UAVs & UCAVs

kostas-zochios

New Member
I would like to know about the progress of the UCAV Neuron that is developed by Dassault, Saab and the Hellenic Aircraft Industry. I know that Greece is planning to purchase circa 40 of them and I am concerned about their cappabillities. (I think it incorporates stealth technology.)

More importantly: Can the UAVs/UCAVs evolve enough to replace manned aircraft? If so, in which fields?
 

Cootamundra

New Member
Try this....

"As a UCAV, Neuron will be significantly larger and more advanced than other well-known UAV systems like the MQ-1/RQ-1 Predator UAV, with payloads and capabilities that begin to approach manned fighter aircraft. Although the project is not yet closely defined, illustrations and statements by the consortium partners indicate that the Neuron is envisoned as a competitive system with the American J-UCAS program's Boeing X-45C or Northrop-Grumman X-47B. As one can see, the Saab concept and Dassault mock-up from the Paris Air Show both bear a strong resemblance to Boeing's own X-45C. It's hard to tell at this stage whether this is the intended design direction, or just a "placeholder" until the process produces something more concrete.

One thing we can know is the approximate dimension goals. Saab's February 9, 2006 release notes that Neuron will be a demonstrator measuring 10m long by 12m wide and weighing in at 5 tons. This is roughly the size of a F-16 fighter (15m x 10m, 4.25 tons empty), but smaller than an F-117 Nighthawk (19m x 13m, 7 tons empty). The aircraft will have unmanned autonomous air-to-ground attack capabilities with precision-guided munitions, relying on an advanced stealth airframe design that reduces radar and infared cross-sections to penetrate undetected at a speed of about Mach 0.8. Dassault notes that other payloads, such as reconnaissance devices, will be validated at a later stage.

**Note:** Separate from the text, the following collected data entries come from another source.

Issue #1028, opened 2024-09-28
Adding an `Lwt_retry` library


shonfeder:
Hello! Thank you for all the work maintaining Lwt, which is a lovely package :)

In our work on the ecosystem infrastructure we have need for retries in many cases, in order to make our systems more robust against transient failures. We have written a tiny library to meet this need, currently called [Lwt_retry](https://github.com/shonfeder/ocluster/tree/master/lwt_retry/lwt_retry.mli). It depends only on `lwt` and `lwt.unix` and it amounts to a handful of combinators over `Lwt.t` and `Lwt_stream.t`. 

Would you be interested in including this library into Lwt? If so, I would be happy to open a PR and make any alterations necessary so that it would be a good fit. If not, we will likely try publish this little utility as a standalone, as we need to use it across several code bases.

To get a sense for how we are using this, you can see an [example of its usage](https://github.com/shonfeder/ocluster/blob/master/worker/cluster_worker.ml#L92-L96) and [the unit tests](https://github.com/shonfeder/ocluster/tree/master/test/test_lwt_retry.ml).

raphael-proust:
I've read the interface and had a glance at the example. It's nice. Few things, of varying level of importance:

There's general reticence in adding things into lwt because of the quite strict backwards compatibility requirement which means maintenance burden tends to accrue. `Lwt_retry` seems small and self-contained enough that we can probably add it to the main Lwt repo. I'd however recommend to add it as a separate package hosted inside the repository. This can help if in the future we need to move it off or more generally make it evolve in some way or another.

-------------------------

The function `map_retry` seems to only be used for `iter`ing for logging. I'm not sure it'd be very useful for much else. Maybe we can leave `map` but maybe we should instead offer `iter`? If a user really needs it, they can always rewrite `map_retry`.

-------------------------

One thing that needs to be made clear in the mli is whether the `on_error` returns an eager stream (i.e., one where the stream is just a data-structure holding all the retry results, where the computation goes on in the background indefinitely whether the stream is consumed or not) or a lazy stream (i.e., one where the stream is a control-flow mechanism where getting an element triggers a retry).

The documentation as-written seem to suggest the former (“The stream will continue until the computation succeeds or produces a fatal error.” kind of suggests that the stream just keeps goign whatever happens). But the type of `with_sleep` and `n_times` suggests the latter.

[...]

PR #1032, opened 2024-10-15
Add Lwt_retry library

shonfeder:
Adds the `Lwt_retry` library discussed in #1028 as a separate package. I believe all guidance suggested there by @raphael-proust has been incorporated. Thanks for that!

I did not add an `iter` function, since I think this doesn't add any value over using `Lwt_stream.iter` directly.

I've tried to make the code, documentation, and tests consistent with the style I found in other locations in the code base.


lwt_retry.opam
```diff
@@ -0,0 +1,31 @@
+# This file is generated by dune, edit dune-project instead
+opam-version: "2.0"
+synopsis: "Utilities for retrying Lwt computations"
+maintainer: [
+  "Raphaël Proust <code@bnwr.net>" "Anton Bachin <antonbachin@yahoo.com>"
+]
+authors: ["Jérôme Vouillon" "Jérémie Dimino"]
```
raphael-proust, line 7: I think you can give credit where credit is due (yourself? some colleagues of yours?)

lwt_retry.opam
```diff
@@ -0,0 +1,31 @@
+# This file is generated by dune, edit dune-project instead
+opam-version: "2.0"
+synopsis: "Utilities for retrying Lwt computations"
+maintainer: [
+  "Raphaël Proust <code@bnwr.net>" "Anton Bachin <antonbachin@yahoo.com>"
```
raphael-proust, line 5:
```suggestion
  "Raphaël Proust <code@bnwr.net>" "Shon Feder <shon.feder@gmail.com>"
```

src/retry/lwt_retry.ml
```diff
@@ -0,0 +1,64 @@
...
+let on_error
+    (f : unit -> ('ok, ('retry, 'fatal) error) result Lwt.t)
+  : ('ok, 'retry, 'fatal) attempt Lwt_stream.t
+  =
+  let i = ref 0 in
+  let stop = ref false in
+  Lwt_stream.from begin fun () ->
+    incr i;
+    let+ result = f () in
+    if !stop then None else
```
raphael-proust, line 42: Not sure if I've missed something (shouldn't review in the evening probably) but it seems that you call `f` "one too many time". Like, if the `stop` ref is `true`, you still call `f`, you just don't use the result.

Is this intended?

src/retry/lwt_retry.ml
```diff
@@ -0,0 +1,64 @@
...
+      match result with
+      | Error (`Retry _ as retry) -> Some (Error (retry, !i))
+      | Error (`Fatal _ as fatal) -> stop := true; Some (Error (fatal, !i))
+      | Ok _ as ok -> stop := true; Some ok
+  end
+
+let with_sleep ?(duration=default_sleep_duration) (attempts : _ attempt Lwt_stream.t) : _ attempt Lwt_stream.t =
+  attempts
+  |> Lwt_stream.map_s begin function
+    | Ok ok -> Lwt.return_ok ok
```
raphael-proust, line 52: nano-optimisation

```suggestion
    | Ok _ as ok -> Lwt.return ok
```

Should perform one fewer allocation.

src/retry/lwt_retry.ml
```diff
@@ -0,0 +1,64 @@
...
+    | Error (err, n) ->
+      let* () = Lwt_unix.sleep @@ duration n in
+      Lwt.return_error (err, n)
```
raphael-proust, line 55: Same here

```suggestion
    | Error (_, n) as err ->
      let* () = Lwt_unix.sleep @@ duration n in
      Lwt.return err
```

src/retry/lwt_retry.ml
```diff
@@ -0,0 +1,64 @@
...
+  end
+
+let n_times n attempts =
+  (* The first attempt is a try, and REtries start counting from n + 1 *)
```
raphael-proust, line 59:
```suggestion
  (* The first attempt is a try, and Retries start counting from n + 1 *)
```

src/retry/lwt_retry.ml
```diff
@@ -0,0 +1,64 @@
...
+  let retries = n + 1 in
+  let+ attempts = Lwt_stream.nget retries attempts in
+  match List.rev attempts with
+  | last :: _ -> last
+  | _ -> failwith "Lwt_retry.n_times impossible"
```
raphael-proust, line 64: Have you tried feeding negative numbers of `n`?

I'd recommend adding `if n < 0 then raise (Invalid_argument "Lwt_retry.n_times: n must be positive or null");` at the beginning of the function.

src/retry/lwt_retry.mli
```diff
@@ -0,0 +1,155 @@
...
+  int ->
+  ('ok, 'retry, 'fatal) attempt Lwt_stream.t ->
+  ('ok, 'retry, 'fatal) attempt Lwt.t
+(** [n_times n attempts] is [Ok v] if one of the [attempts] succeeds within [n]
+    retries (or [n+1] attempts), [Error (`Fatal f, n+1)] if any of the attempts
+    results in the fatal error, or [Error (`Retry r, n+1)] if all [n] retries are
+    exhausted and the [n+1]th attempt results in a retry error.
+
+    In particular [n_times 0 attempts] will *try* 1 attempt but *re-try* 0, so
+    it is guaranteed to produce some result.
```
raphael-proust, line 143: It's sort of implied but I think it would be good to say it explicitly somewhere: `n_times` forces the (n first elements of the) on-demand stream of attempts.

Streams are one of the most confusing part of Lwt's core library so better be explicit about everything.

raphael-proust (commented):
Looks good. Some small nitpick-ish comments and a couple of actual suggestions. Feel free to push back though, I could very well have gotten something wrong.

lwt_retry.opam
shonfeder: Whoops! Oversight here. Sorry! Thanks for catching this :)

src/retry/lwt_retry.ml
shonfeder: You are right! Thanks for catching this (embarrassing) mistake. Fixed in fc49af070adc60199866af294607da6342b15737 .

src/retry/lwt_retry.ml
shonfeder: Fixed in c8b1f3977b306a08ae1c04f5730364c89420fcc5 .

src/retry/lwt_retry.ml
shonfeder: Fixed in 0cc9b60db7165839c5ed645c8c5463dcbd6b7e39

src/retry/lwt_retry.ml
shonfeder: Good catch! Fixed in ade04564e371f8b0d4c9fa769ba4a6077b0f2418

src/retry/lwt_retry.mli
shonfeder: LMK if you think 34aefc14bde3d66f1640b3c51684defdec6456a7 addresses this!

shonfeder (commented):
Thank you for the careful review! I think I've addressed all the suggestions and corrections.

lwt_retry.opam
shonfeder: Ah, this is just generated based on the dune-project, which is why I missed.

shonfeder: Hmm, this is actually trickier than I'd expect, as dune doesn't support `maintainers` or `authors` fields on `package` stanzas until dune 2.0. But there are several other aspects of the lwt dune config that are incompatible with dune 2.0. Most are trivial so far, but some have to do with the C FFI:

```
File "test/retry/dune", lines 8-9, characters 1-33:
8 |  (action
9 |   (run %{exe:main.exe})))
File "_build/.dune/default/src/unix/dune", line 178, characters 1-43:
178 |  (c_flags -I. (:include unix_c_flags.sexp))
       ^^^^^^^^^^^^^^^^^^^^^^^^^^^^^^^^^^^^^^^^^^
Error: 'c_flags' was deleted in version 2.0 of the dune language. Use the
(foreign_stubs ...) field instead.
Had 1 error, waiting for filesystem changes...
```

So I think our options here are:

1. Leave the maintainer/authors package as is, generated from the data in the dune-project file.
2. use an opam.template file for the retry package.
3. Update lwt to use dune 2.0, and put the data in the `package` stanza.

3 seems like the right (tm) way to do this to me. If you agree, I can make that change in a separate PR then rebase this on top. WDYT?

raphael-proust: For 3 I need to first check the dependency cone for dune.2+ (minimal ocaml version and other such minimal version constraints). One of the thing is we try to keep maximum compatiblity because we treat Lwt as a kind of foundational library.

Depending on the compatibility, I'd go for either 2 or 3. I can check that some times in the coming week.

src/retry/lwt_retry.ml
raphael-proust: :+1: nice adding a test too

src/retry/lwt_retry.ml
raphael-proust: ah I see. Either is fine then.

src/retry/lwt_retry.mli
raphael-proust: LGTM

raphael-proust:
Thanks! I'll have a look at the dune version thing this week

lwt_retry.opam
MisterDA: Dune doesn't have external dependencies. It requires (at least) ocaml 4.08 and has a fallback through a secondary ocaml compiler for earlier versions. I don't think there's anything to be concerned here with.

shonfeder: Thank, @MisterDA . Opened a PR for the update at https://github.com/ocsigen/lwt/pull/1035

shonfeder:
Rebased on #1035 so I could update the package author and maintainer data. I'll need to rebase on master once that is merged in.

The only CI failures remain the FreeBSD and MacOS failures that are occurring in the trunk:

```
Test 'getgrgid and Unix.getgrgid' in suite 'lwt_unix' raised 'Not_found'
Test 'getgrnam and Unix.getgrnam' in suite 'lwt_unix' raised 'Not_found'
```

raphael-proust:
> I'll need to rebase on master once that is merged in

you can go ahead @shonfeder

shonfeder:
Rebased! Should be good for a final review and/or merge! Thanks again for the reviews and guidance along the way, @raphael-proust :)

shonfeder:
Anything else you'd like to see here @raphael-proust ?

dune-project
```diff
@@ -12,6 +12,17 @@
...
+(package
+ (name lwt_retry)
+ (synopsis "Utilities for retrying Lwt computations")
+ (authors "Shon Feder")
+ (maintainers
+   "Raphaël Proust <code@bnwr.net>"
+   "Shon Feder <shon.feder@gmail.com>")
+ (depends
+  (ocaml (>= 4.08))
+  lwt))
```
raphael-proust, line 24:
```suggestion
  (lwt (>= 5.3.0))))
```

because of `Lwt.Syntax`

lwt_retry.opam
```diff
@@ -0,0 +1,31 @@
...
+]
+authors: ["Shon Feder"]
+license: "MIT"
+homepage: "https://github.com/ocsigen/lwt"
+doc: "https://ocsigen.org/lwt"
+bug-reports: "https://github.com/ocsigen/lwt/issues"
+depends: [
+  "dune" {>= "2.0"}
+  "ocaml" {>= "4.08"}
+  "lwt"
```
raphael-proust, line 15:
```suggestion
  "lwt" {>= "5.3.0"}
```

matching change

test/retry/main.ml
```diff
@@ -0,0 +1,158 @@
...
+        let attempts = Retry.(operation |> on_error) in
+        try
+          let _ = Retry.(attempts |> n_times invalid_negative_retries) in
+          false (* We failed to raise the invalid argument exception *)
+        with
+          Invalid_argument _ -> true);
+
+    (* test that the sleeps actually throttle computations as desired *)
+    test "with_sleep really does sleep"  (fun ()  ->
+      let duration _ = 0.1 in
```
raphael-proust, line 147:
```suggestion
      let duration _ = 0.01 in
```

This is the bottleneck for the test suite and it doesn't make sense to go for tenth of a seconds order of magniture.

raphael-proust (changes requested):

raphael-proust (approved):

raphael-proust:
Ready to merge unless the CI shows I messaed up something with my suggested+applied changes

shonfeder:
Thank you for the fixes!

raphael-proust:
Thanks for the contribution!!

Another feature being contemplated is the ability to control UCAV swarm flight in automatic mode from an advanced fighter like the Dassault Rafale or JAS-39 Gripen, grouping the Neurons and controlling the group in a manner familiar to many real-time strategy computer games."

Source: nEUROn UCAV Project Rolling Down the Runway
http://www.defenseindustrydaily.com/2006/02/neuron-ucav-project-rolling-down-the-runway/index.php

If it actually works out as planned (marketed) then this could be quite the platform. Certainly it would give its funding nations a very capable unmanned combat aircraft similar to the systems planned for the USAF. As to your questions about whether these aircraft can evolve sufficiently to replace unmanned aircraft I think the simplest answer is 'eventually'.
 

Kurt Plummer

Defense Professional
Verified Defense Pro
KZ,

>>
More importantly: Can the UAVs/UCAVs evolve enough to replace manned aircraft? If so, in which fields?
>>

UCAVs are superior to manned aircraft in every way.

1. They can fly farther and stay longer.
Which means that they offload tanking requirements for jets which cannot. And they allow for operational flexibility in both a conventional (Turkish/Hellenic) confrontation and an OOTW/SSC one. In the former case, you cannot 'flex' or shift forces from one region to another so long as a loitering threat is present. While nominally a strategic technique (Crome Dome), where the nations are in fact city states, it offers a reasonable ability to control a tactical frontage as well. In the latter, the effect is one of having not just 'fustest with mostest' but 'mostest for the persistentest'. So that, in conditions where THERE IS NO AIR THREAT, you can hold down political attrition due to unwarranted loss of men in patrol and sweep operations designed to keep an insurgent or cross-border force from massing or stockpiling their own logistics bases.
You can't shoot what you can't see and where aircraft are your predominant watch towers as much as bomb trucks, you have to BE THERE to do the mission.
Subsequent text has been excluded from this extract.